Carlo Petrini è diventato presidente onorario di Slow Food. Il patron del 'lento mangiare' diventa dunque portavoce nel mondo del chilometro zero della Coldiretti. Petrini nasce da una famiglia dove la madre è un'ortolana cattolica ed il padre un ferroviere comunista. Conduce studi in sociologia presso l'Università di Trento e partecipa attivamente all'attività politica, venendo eletto consigliere comunale per la lista del Partito di Unità Proletaria a Bra.

Si occupa di enogastronomia dal 1977 sui principali periodici e giornali italiani e partecipa attivamente alla nascita, con Stefano Bonilli, del Gambero Rosso, inizialmente inserto mensile del Manifesto.
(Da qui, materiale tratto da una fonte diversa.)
PR #38, opened 2022-04-08
Develop new Warn class

blassr:
I developed a Warn class which enables the clustering of information (including tests and tutorial). Therefore, I implemented an algorithm based on filtering. The Warn class has a data class as attribute where most information is saved. Warning attribute should not be changed in the current implementation (remove_small_regions method is static).

The algorithm itself is implemented as methods, as this outputs the warning. The classmethod allows to return a warning to the user when instantiating an object. Similar helper functions will be implemented for generating warnings of CLIMADA data (e.g., hazards, see tutorial). Tests with actual hazard data (as in tutorial, MCH example) will be implemented. 

Happy to receive feedback and suggestions for improvements on design of classes and methods.


climada_petals/engine/warn.py
```diff
@@ -0,0 +1,191 @@
...
+            Threshold defining too small regions (number of grid points).
+
+        Returns
+        ----------
+        warning : np.array
+            Warning without too small regions.
+        """
+
+        def increase_levels(warn, size):
+            # increase levels of too small regions to max level of this warning
```
chahank, line 167: This method should be a proper function with docstring.

climada_petals/engine/warn.py
```diff
@@ -0,0 +1,191 @@
...
+            # correct the max_lvl regions generated before down,
+            # until the new regions with it are large enough
+            for i in range(np.max(warn, axis=(0, 1)), np.min(warn, axis=(0, 1)), -1):
+                level = copy.deepcopy(warn)
+                level[warn != i] = 0
+                labels = skimage.measure.label(warn)
+                for j in range(len(np.unique(labels)) + 1):
+                    cnt = np.count_nonzero(labels == j)
+                    if cnt <= size:
+                        warn[labels == j] = i - 1
```
chahank, line 185: This method return nothing... modifying input variables in-place is not a very good idea.

climada_petals/engine/warn.py
```diff
@@ -0,0 +1,191 @@
...
+        def increase_levels(warn, size):
+            # increase levels of too small regions to max level of this warning
+            labels = skimage.measure.label(warn)
+            for i in range(np.max(labels)):
+                cnt = np.count_nonzero(labels == i)
+                if cnt <= size:
+                    warn[labels == i] = np.max(warn, axis=(0, 1))
+            return warn
+
+        def set_new_lvl(warn, size):
```
chahank, line 175: This method is unclear from its name. Make a proper function and add a docstring.

climada_petals/engine/warn.py
```diff
@@ -0,0 +1,191 @@
...
+import numpy as np
+import skimage
+import copy
+from dataclasses import dataclass
+
+LOGGER = logging.getLogger(__name__)
+
+
+@dataclass
+class FilterData:
```
chahank, line 12: Is this class really needed? It looks to me that you never pass an object of this class to a method... Why would you need it then? 

@emanuel-schmid : what do you think, is this dataclass useful?

chahank (changes requested):
This is a great new functionality! I think the next steps are:
- improve the current code and in particular remove some of the anti-patterns
- improve the docstrings and testing of methods 
later on
- add plotting methods
- add saving/loading methods
- add convenience methods for hazard/impact objects

I have not yet checked in details the core of this class, the filtering algorithm as it is currently too hidden inside of the code.

climada_petals/engine/warn.py
```diff
@@ -0,0 +1,191 @@
...
+
+        Returns
+        ----------
+        warn : Warn
+            Generated Warn object including warning
+        """
+        filter_data = FilterData(thresholds, expand, operations, sizes)
+        warn = cls(filter_data, data)
+        data_thrs = warn.threshold_data(data)
+        warn.filter_algorithm(data_thrs)
```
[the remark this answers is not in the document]
blassr:
```suggestion
        warn = cls(filter_data, data)
        data_thrs = warn.threshold_data(data)
        warning = warn.filter_algorithm(data_thrs)
        warn.warning = warning  # does this solve the problem? Or do you mean that the attribute warning should not be changed at all?
```

climada_petals/engine/warn.py
```diff
@@ -0,0 +1,191 @@
...
+        m_thrs : np.array
+            Array of thresholded data
+        """
+        if np.max(data) > np.max(self.filter_data.thresholds) or np.min(data) < np.min(self.filter_data.thresholds):
+            LOGGER.warning('Values of data array are smaller/larger than defined thresholds. '
+                           'Please redefine thresholds.')
+        m_thrs = np.zeros_like(data)
+        for i in range(1, len(self.filter_data.thresholds)):
+            m_thrs[data > self.filter_data.thresholds[i]] = i
+        return m_thrs.astype(int)
```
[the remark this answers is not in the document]
blassr: The returned matrix are the indices of the threshold array, therefore integers. The thresholds itself (thinking about to rename them to bins) do not need to be integers. But with digitize this works without explicit conversion.

climada_petals/engine/warn.py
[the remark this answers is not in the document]
blassr: I think I understand now what you mean and how this should be solved. This suggestion does not solve the problem. Sorry about that.

climada_petals/engine/warn.py
```diff
@@ -0,0 +1,191 @@
...
+        Parameters
+        ----------
+        data : np.array
+            2d np.array containing data to generate warning of.
+        thresholds : np.array
+            Thresholds where data can be binned.
+        expand : Bool
+            Information whether regions of higher level should be expanded with lower levels in filtering algorithm.
+        operations : np.array
+            Type of operations to be applied in filtering algorithm.
```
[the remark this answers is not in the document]
chahank: Why use a numpy array then? Just take a list...

climada_petals/engine/warn.py
```diff
@@ -0,0 +1,238 @@
...
+    """
+    # Explanation of defaults (also maybe transfer to config, talk to Emanuel)
+    OPERATIONS = ['DILATION', 'EROSION', 'DILATION', 'MEDIANFILTERING']
+    SIZES = [2, 3, 7, 15]
+    GRADUAL_DECREASE = True
+    CHANGE_SMALL_REGIONS = True
+    SIZE_TOO_SMALL = 150
+
+    def __init__(self, warn_levels, operations=OPERATIONS, sizes=SIZES,
+                 gradual_decr=GRADUAL_DECREASE, change_sm=CHANGE_SMALL_REGIONS, size_sm=SIZE_TOO_SMALL):
```
chahank, line 43: The init does not need defaults here.

climada_petals/engine/warn.py
```diff
@@ -0,0 +1,238 @@
...
+        Coordinates of warning map.
+    warn_levels : list
+        Warn levels that define the bins in which the input_map will be classified in.
+    """
+
+    # operations that can be applied in filtering algorithm
+    filtering_operations = {
+        "DILATION": lambda bin_m, size: skimage.morphology.dilation(bin_m, skimage.morphology.disk(size)),
+        'EROSION': lambda bin_m, size: skimage.morphology.erosion(bin_m, skimage.morphology.disk(size)),
+        'MEDIANFILTERING': lambda bin_m, size: skimage.filters.median(bin_m, np.ones((size, size)))
```
chahank, line 80: Now that I think of it, maybe instead of using `lambda` methods you could define proper for each operation functions.

blassr:
I worked through Chahan's feedback. Do you want to go through it again, Chahan? Or can Emanuel directly have a look at it?

What needs to be done:

- add saving/loading methods
- add convenience methods for hazard/impact objects

climada_petals/engine/warn.py
emanuel-schmid: The way I understand it, the `FilterData` is just a compilation of Parameters that are used throughout the `Warn.from_map` "constructor".
As such, I think the class has its justification. Storing a set of parameters for later use can be convenient.

However
- the class name may be more to the point, like `WarnParameters` or something
- as it most likely won't be used outside of this particular context one could think about moving it inside the `Warn` class
- though by nature it is most certainly one, it's not implemented as a dataclass. Therefore I suggest to remove that tag or, preferably, implement it as a dataclass (which, among other things, involves importing `List` from `typing`, see https://stackoverflow.com/questions/57690749/how-to-declare-an-array-or-a-list-in-a-python-dataclass)

emanuel-schmid:
👍 I very much like the size of the methods and functions! Nice decomposition. 😃

emanuel-schmid:
And some comments on the tutorial:

-	A bit of text could be useful. Purpose? Means? Limitations?
-	Perhaps one could rename `kwargs` to `plotting_parameters` so it's clear what it is meant for?
-	MCH – what does it stand for?
-	CLIMADA Impact Example -Haiti vs. Impact Example Haiti – what’s the difference between the two and how are they related?
-	One could add semi-colons after plot_warning() at the end of the cell, so it does not list the plot object in the Output.
-	Discrete Warn Levels (categories) while axis labels suggests continuous scaling.
-	`geo_scatter_categorical` plots have unreadable axis labels. Is this on purpose to demonstrate the advantage of using `Warn`?
-	For consistency, why not `**kwargs` instead of `cmap=’Wistia’` in `geo_scatter_categorical` arguments?

emanuel-schmid:
.. and some missing tests according to Jenkins
- wind_mch_default
- plot_warning
- generate_warn_map when there is only one category (which is possibly futile, s.a.)
- Warn.__init__ when sizes and operations have different length and when operations are not allowed

climada_petals/engine/warn.py
blassr: Thanks for that feedback. I made these changes and I also set the defaults now differently (as it is done in dataclasses, right?). Is this better now?

emanuel-schmid (changes requested):

climada_petals/engine/warn.py
```diff
@@ -0,0 +1,367 @@
...
+
+
+from enum import Enum
+
+class Operation(Enum):
+    dilation = dilation
+    erosion = erosion
+    median_filtering = median_filtering
+    
+    def __call__(*args, **kwargs):  # this is not strictly necessary but with this one can do `Operation['dilation'](map, size)`
```
blassr, line 95: Calling like this does not work, or I did something wrong?! 'Operation.dilation(map, size)' does work but we need it to be adjustable. Did I misunderstand something?

climada_petals/engine/warn.py
```diff
@@ -0,0 +1,355 @@
...
+        ----------
+        binned_map : np.ndarray
+            Map of binned values in levels, same shape as input map.
+        """
+        if np.min(input_map) < np.min(levels):
+            LOGGER.warning('Values of input map are smaller than defined levels. '
+                           'Please set the levels lower or check input map.')
+        if np.max(input_map) > np.max(levels):
+            LOGGER.warning('Values of input map are larger than defined levels. '
+                           'Please set the levels higher or check input map.')
```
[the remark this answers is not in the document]
blassr: Yes, it still works. A new higher warn level is generated.

climada_petals/engine/warn.py
```diff
@@ -0,0 +1,355 @@
...
+
+    def __init__(self, warning, coord, filter_data):
+        """Initialize Warn.
+
+        Parameters
+        ----------
+        warning : np.ndarray
+            Warn level for every coordinate of input map.
+        coord : np.ndarray
+            Coordinates of warning map.
```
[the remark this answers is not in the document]
blassr: dito

climada_petals/engine/warn.py
blassr: @emanuel-schmid I would be very happy if you could have a quick look at the newly designed data class. Is this now better and can I improve it further?

chahank:
Can you try to test it on your machine first? I.e., make a fresh CLIMADA environment with the new requirement file and see if the tests run?

blassr:
I just tried that and that doesn't work. Error message:
ModuleNotFoundError: No module named 'skimage'
But I don't know how to solve it correctly.

chahank:
Hmmm, then we should ask @emanuel-schmid

Issue #34, opened 2022-02-18
Faulty frequency definition in LS hazard 


Evelyn-M:
Frequency is defined to have the same shape as intensity in the LS class, instead of being an array of event_id shape. Event_id is also meaningless in the current implementation, as the entire hazard, over whatever yearspan, is just defined as one event.
Needs a re-definition and re-considering of what is an event.

https://github.com/CLIMADA-project/climada_petals/blob/78174b431294dc374cee003e839f1187a9e1443b/climada_petals/hazard/landslide.py#L160

This causes issues during impact calculations with concatenated hazards, for instance.

chahank:
Is there a plan to resolve this issue in the near future?

PR #39, opened 2022-04-12
update intensity & frequency def in probabilistic LS

Evelyn-M:
This solves issue #34, where the Landslide probabilistic hazard had an intensity, frequency and fraction definition which did not go well with the standard hazard definition in climada.

An event is now a year of sampled LS occurrences across the area of interest. Frequency is 1/total sampled years, intensity (binary) and fraction (binary) are csr matrices of shape events (years) * centroids.

Tests and tutorial are amended accordingly


climada_petals/hazard/landslide.py
```diff
@@ -37,43 +37,48 @@
...
-def sample_events_from_probs(prob_matrix, n_years, dist='binom'):
-    """sample an event set for a specified representative time span from
-    a matrix with annual occurrence probabilities
-    Draws events from chosen distribution.
+
+def sample_events(prob_matrix, n_years, dist='binom'):
+    """Repeatedly sample events"""
+    events = []
+    for i in range(n_years):
+        events.append(sample_event_from_probs(prob_matrix, n_years=1, dist=dist))
```
chahank, line 45: Please use list comprehensions for simple for loops.
```suggestion
    events = [
        sample_event_from_probs(prob_matrix, n_years=1, dist=dist)
        for i in range(n_years)
        ]
```

climada_petals/hazard/landslide.py
```diff
@@ -37,43 +37,48 @@
 LOGGER = logging.getLogger(__name__)
 HAZ_TYPE = 'LS'
 
-def sample_events_from_probs(prob_matrix, n_years, dist='binom'):
-    """sample an event set for a specified representative time span from
-    a matrix with annual occurrence probabilities
-    Draws events from chosen distribution.
+
+def sample_events(prob_matrix, n_years, dist='binom'):
+    """Repeatedly sample events"""
```
chahank, line 42: Could you please make a proper docstring? I do not really understand why a sparse matrix is returned, and it is unclear what an event is...

climada_petals/hazard/landslide.py
```diff
@@ -37,43 +37,48 @@
...
+    """sample an event  for a specified representative time span from
+    a matrix with occurrence probabilities. Draws events from chosen 
+    distribution.
 
     Parameters
     ----------
-    prob_matrix : scipy.sparse.csr matrix
-        matrix where each entry has an annual probability [0,1] of occurrence of
+    prob_matrix : np.array()
+        matrix where each entry has a probability [0,1] of occurrence of
```
chahank, line 57: What is the size of the matrix?

climada_petals/hazard/landslide.py
```diff
@@ -37,43 +37,48 @@
...
+
+def sample_events(prob_matrix, n_years, dist='binom'):
+    """Repeatedly sample events"""
+    events = []
+    for i in range(n_years):
+        events.append(sample_event_from_probs(prob_matrix, n_years=1, dist=dist))
+    return sparse.csr_matrix(events)
+    
+    
+def sample_event_from_probs(prob_matrix, n_years=1, dist='binom'):
```
chahank, line 49: This method looks almost identical to some of the methods implemented in `utils.yearsets`. I do not think you need to refactor this here, but we should keep in on the radar for future development.

chahank, line 49:
```suggestion
def sample_event_from_probs(prob_matrix, n_years, dist):
```
If possible, avoid defaults in non-exposed methods. At least I see a potential for conflict as in the method `from_prob` the default is `poisson` which would be at odds here.

climada_petals/hazard/landslide.py
```diff
@@ -229,45 +236,43 @@ def from_prob(cls, bbox, path_sourcefile, corr_fact=10e6, n_years=500,
...
-
-        # set frequ. to no. of occurrences per cell / timespan:
-        haz.frequency = haz.fraction/n_years
-
-        # set intensity to 1 wherever an occurrence:
-        haz.intensity = haz.fraction.copy()
-        haz.intensity[haz.intensity.nonzero()]=1
+        haz.intensity = sample_events(prob_matrix, n_years, dist)
+        haz.fraction = haz.intensity.copy()
+        haz.fraction[haz.intensity.nonzero()]=1
```
chahank, line 261:
```suggestion
        haz.fraction[haz.intensity.nonzero()] = 1
```

climada_petals/hazard/landslide.py
```diff
@@ -229,45 +236,43 @@ def from_prob(cls, bbox, path_sourcefile, corr_fact=10e6, n_years=500,
...
+        haz.frequency = np.ones(n_years)/n_years
```
chahank, line 262:
```suggestion
        haz.frequency = np.ones(n_years) / n_years
```

chahank:
Quick question: I seem to remember that his module had some performance issues? As far as I can see, there is room for improvement of the code if needed, for instance with the handling of sparse matrices.

Evelyn-M:
> > Quick question: I seem to remember that his module had some performance issues? As far as I can see, there is room for improvement of the code if needed, for instance with the handling of sparse matrices.
> 
> ... but this too belongs on the radar for future development and does not need to be addressed within this PR - or does it?

Yep, this is not part of this PR. I was thinking of making another PR to work on the performance issue, as this is also a separate issue on GitHub.

climada_petals/hazard/landslide.py
Evelyn-M: Hope it's clearer now.

climada_petals/hazard/landslide.py
Evelyn-M: I amended the docstring. Let me know if it's understandable.

climada_petals/hazard/landslide.py
```diff
@@ -37,43 +37,88 @@
...
+    """
+    Sample yearly events for a specified time span (n_years) from
+    a matrix representing annual occurrence probabilities per grid cell 
+    (prob_matrix). The matrix will usually be provided throught the
+    Landslide.from_prob() method and refer to grid-cells and their annual 
+    sliding probabilities.
+    Events are drawn from the specified distribution (binomial or 
+    poisson). 
+    Returns n_year events for the whole grid, each event being representative
+    of all slides happening in 1 year throughout the entire grid-area.
```
chahank, line 51: Much improved docstring! Yet, I do not understand what an event is... Is an event a full matrix?

climada_petals/hazard/landslide.py
```diff
@@ -37,43 +37,88 @@
...
+        Landslide.from_prob().
     n_years : int
-        the timespan of the probabilistic simulation in years
-    dist : str
-        distribution to sample from. currently 'binom' (default) and 'poisson'
-
+        the timespan of the probabilistic simulation in years. Each year will
+        result in 1 event.
+    dist : str, 'binom' or 'poisson'
+        distribution to sample from. Default is 'binom'.
```
chahank, line 64: Are the parameters of the binomial and Poisson distribution fixed? Then I think they should be indicated.

climada_petals/hazard/landslide.py
```diff
@@ -37,43 +37,88 @@
...
+    events = [
+        sample_event_from_probs(prob_matrix, n_years=1, dist=dist)
+        for i in range(n_years)
+        ]
+    return sparse.csr_matrix(events)
+    
+    
+def sample_event_from_probs(prob_matrix, n_years, dist):
+    """sample for a specified representative time span  (n_years) from
+    a matrix with occurrence probabilities. Draws from a specified distribution.
```
chahank, line 87: I still do not understand why two methods with the same signature are needed to sample events... But I suppose there is a good reason which is fine with me.

climada_petals/hazard/landslide.py
```diff
@@ -37,43 +37,88 @@
...
+    prob_matrix : np.array()
+        matrix where each entry has a probability [0,1] of occurrence of
+        an event. Shape of array can be any and is determined by hazard area 
+        and resolution of probability-source-file when called through 
+        Landslide.from_prob().
+    n_years : int
+        the timespan of the probabilistic simulation in years. Will be 1 if
+        called from sample_events().
+    dist : str, 'binom' or 'poisson'
+        distribution to sample from.
```
chahank, line 100: Please describe the parameters of the distributions. Binomial or Poisson is not enough.

chahank:
Some small comments on the docstrings. I still do not fully understand the logic of the two added methods, but I see no strong reason to not merge after consideration of the above comments. Thanks @Evelyn-M !

climada_petals/hazard/landslide.py
Evelyn-M: yes, one event refers to all the 0/1s over all grid cells being sampled for that year.

climada_petals/hazard/landslide.py
Evelyn-M: the formula of poisson / binomial distribution sampling is standard knowledge, i'd assume, and can be found explicitly written out in the description to the scipy implementation which is linked below. I added that the only shape params required are n_samples and prob_matrix for clarification (which can be seen in the formula below though, too)

climada_petals/hazard/landslide.py
Evelyn-M: no, they are given by the prob_matrix and n_samples. i added this explicitly to the description now.

climada_petals/hazard/landslide.py
Evelyn-M: i changed this now, indeed from n_years to n_samples in the signature of the 'sample_event_from_probs' methods, to indicate the difference between sampling once n_samples and sampling n_samples times one event

climada_petals/hazard/landslide.py
chahank: I think there might be a misunderstanding. There is no need to describe the functions, but the choice of parameters must be explained. There is no standard for that, and here they are defined under the hood.

Evelyn-M: what parameters do you mean, then? the only ones requried are proability of success (given by prob_matrix) and number of samples to draw from (given by n_samples); all are user-given and explicit

climada_petals/hazard/landslide.py
chahank: I think I am blind. Where are the parameters of binomial and Poisson characterized in the description?

Evelyn-M: Lines #104 / 105

chahank: In lines #104 / 105 I see no mentions of how the Expectation Value is defined.

Evelyn-M: no idea why you need the expectation value in the random variate generator, or how this is relevant information to the user imo. don't think i need to give a crash course on statistics in a docstring, either. i rather think i don't understand what you're hinting at ^^

chahank: Hmmm I think the misunderstanding comes from what is a sample. For instance, for the Poisson distribution and taking the signature of the corresponding scipy method:

`rvs(mu, loc=0, size=1, random_state=None)`

For me:
- size : n_samples
- mu : parameter to be specified (i.e. the expectation value)
- loc : shift of the distribution

If you set `mu = n_samples` as in the code, you will not get back `n_samples` numbers... You will get back one number which gives you the number of events given that the expectation value for events is `mu`. So, that should be reflected in the docstring imho.

Evelyn-M: Oki. I added it accordingly.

In questo periodo, tramite l'Arci, collabora con il Club Tenco ed è lo scopritore, nel 1980, delle Gemelle Nete.

Fonda la "Libera e Benemerita Associazione degli Amici del Barolo", che diventerà nel luglio 1986 Arcigola, mantenendo forti legami col Gambero Rosso e con la rivista La Gola. È ideatore di importanti manifestazioni ormai di rilievo internazionale come Cheese,

il Salone del Gusto di Torino e la recente manifestazione Terra Madre, giunta nel 2010 alla quarta edizione, che si svolge a Torino in contemporanea al Salone del Gusto. Il 9 dicembre 1989 a Bra viene fondato il Movimento Internazionale Slow Food. Ha curato l'edizione della Guida ai Vini del Mondo ed è stato curatore della Guida ai Vini d'Italia. Ha collaborato tra le altre testate con l'Unità e La Stampa; dal 2007 è una firma di Repubblica.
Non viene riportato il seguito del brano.